Most private-sector KM adopters assign gatekeepers, who verify the technical accuracy of messages before they are posted, O'Dell says. A second option is to put quality control in the hands of users by letting them rate tips that are exchanged on the portal. Better placement goes to highly rated tips. Even without a weighting system, users ultimately create their own filter by discounting the opinions of users whose posts have been wrong before, Kantner says.
Not About Technology
In a way, NKO is a technology project that de-emphasizes technology. Sure, the NKO team must worry about making NKO easy to use and always available, or no one would rely on it. But those involved in the project describe NKO as 1 percent about technology and 99 percent about people.

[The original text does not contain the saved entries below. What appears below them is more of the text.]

PR #118, opened 2015-10-02
PHOENIX-2256: Correct two bugs in PMetaDataImpl

chiastic-security:
PHOENIX-2256: More entries than necessary could end up being evicted.

This PR also adds a new test to catch one of the bugs.

Previously, one of the bugs (`>` should have been `>=`) was being picked up on Java 8, but not Java 7, because the traversal ordering of one of the JDK collections happened to have changed. The bug was still present in Java 7, but the collection ordering meant that the test didn't pick it up.

The second bug (`if` should have been `while`) is picked up by the new test on both Java 7 and Java 8. The essence of the bug is that if several things are queued for eviction, and something large and old gets added to the eviction queue, the implementation was only considering removing one element from the eviction queue, whereas it should have removed as many as possible from the eviction queue while still leaving enough to clear space for the new element being added to the table.

### DIFF
--- a/phoenix-core/src/main/java/org/apache/phoenix/schema/PMetaDataImpl.java
+++ b/phoenix-core/src/main/java/org/apache/phoenix/schema/PMetaDataImpl.java
@@ -160,7 +160,7 @@ public class PMetaDataImpl implements PMetaData {
                     newCache.put(tableRef.table.getKey(), new PTableRef(tableRef));
                     toRemove.add(tableRef);
                     toRemoveBytes += tableRef.estSize;
-                    if (toRemoveBytes - toRemove.peekLast().estSize > overage) {
+                    while (toRemoveBytes - toRemove.peekLast().estSize >= overage) {
                         PTableRef removedRef = toRemove.removeLast();
                         toRemoveBytes -= removedRef.estSize;
                     }
--- a/phoenix-core/src/test/java/org/apache/phoenix/schema/PMetaDataImplTest.java
+++ b/phoenix-core/src/test/java/org/apache/phoenix/schema/PMetaDataImplTest.java
@@ -104,6 +104,25 @@ public class PMetaDataImplTest {
         assertEquals(2, metaData.size());
         assertNames(metaData, "d","e");
     }
+
+    @Test
+    public void shouldNotEvictMoreEntriesThanNecessary() throws Exception {
+        long maxSize = 5;
+        PMetaData metaData = new PMetaDataImpl(5, maxSize, new TestTimeKeeper());
+        metaData = addToTable(metaData, "a", 1);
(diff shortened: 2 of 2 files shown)


phoenix-core/src/main/java/org/apache/phoenix/schema/PMetaDataImpl.java
```diff
@@ -160,7 +160,7 @@ public PMetaDataCache cloneMinusOverage(long overage) {
                     newCache.put(tableRef.table.getKey(), new PTableRef(tableRef));
                     toRemove.add(tableRef);
                     toRemoveBytes += tableRef.estSize;
-                    if (toRemoveBytes - toRemove.peekLast().estSize > overage) {
+                    while (toRemoveBytes - toRemove.peekLast().estSize >= overage) {
```
JamesRTaylor: One minor nit - we should guard against toRemove being empty.

chiastic-security: I did think about that but I don't think it's possible for it to be empty. If you hit the line for the first time, it's just after you've added something; if you hit it on a subsequent iteration, it's because you decided to remove something that left `toRemoveBytes` strictly positive, which means there must still be something left in the eviction queue.

JamesRTaylor: Probably worth a test or two in PMetaDataImplTest. I haven't worked with this code in a while, but I seem to remember that we keep at least one item in PMetaDataImpl, even if it's larger than the configured max size (which would imply that we should break out of the loop when the size is one). Also, what if the max size is configured to be zero?

chiastic-security: I'll look at those (though not till Monday: I'm in the UK and about to head home).

chiastic-security: I've added a couple more tests.

The `cloneMinusOverage()` method does sometimes need to clear everything out, because it's what happens prior to adding the new thing, so it's correct for it not to break out of the loop when the size is one. I've added a test to confirm this (`shouldAlwaysKeepAtLeastOneEntryEvenIfTooLarge()`).

I've also added a test to check things work out OK when the max size is zero. In this case there should always be exactly one thing in the cache (after the first item has been added). This test also passes.

JamesRTaylor:
+1 to the patch. Thanks for the contribution, @chiastic-security. I've pushed it to master and will push to other branches soon.

chiastic-security:
Thanks. Did this get pushed? The PR is still coming up as open in github.

PR #119, opened 2015-10-02
Fix for performance.py not using JAVA_HOME

bpanneton:


chu11:
Note: This patch is for https://issues.apache.org/jira/browse/PHOENIX-2303

My only comment is should this patch look at hbase-env (similar to queryserver.py)?

bpanneton:
Yea, that would be better. I'll fix it up.

bpanneton:
Patch should now follow how queryserver.py gets the JAVA_HOME dir

chu11:
There's another call to 'java' later on in the performance.py that also needs to be adjusted.

bpanneton:
Fixed the java that I missed.

chu11:
LGTM

bpanneton:
Updated to have sqlline, sqlline-thing and psql in there.

stoty:
Already merged as PHOENIX-2303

And it's more than rhetoric. On a function-by-function basis, IBM would have beat Appian as the portal vendor hands down, Morris says. But feature richness wasn't the priority--speed of implementation was, because the NKO team had a point to make to those who might try to abort the portal's launch. The tight budget was also a factor--KM software from IBM's Lotus division would have been much more expensive, though Morris wouldn't specify the price difference.
The Navy also gets to influence future revisions of the Appian portal software. In addition to the teams of Appian staffers assigned to Navy bases, the Navy has access to developers at the vendor's Vienna, Va., headquarters. They respond to feedback and make changes on request, and they even recommend their own enhancements.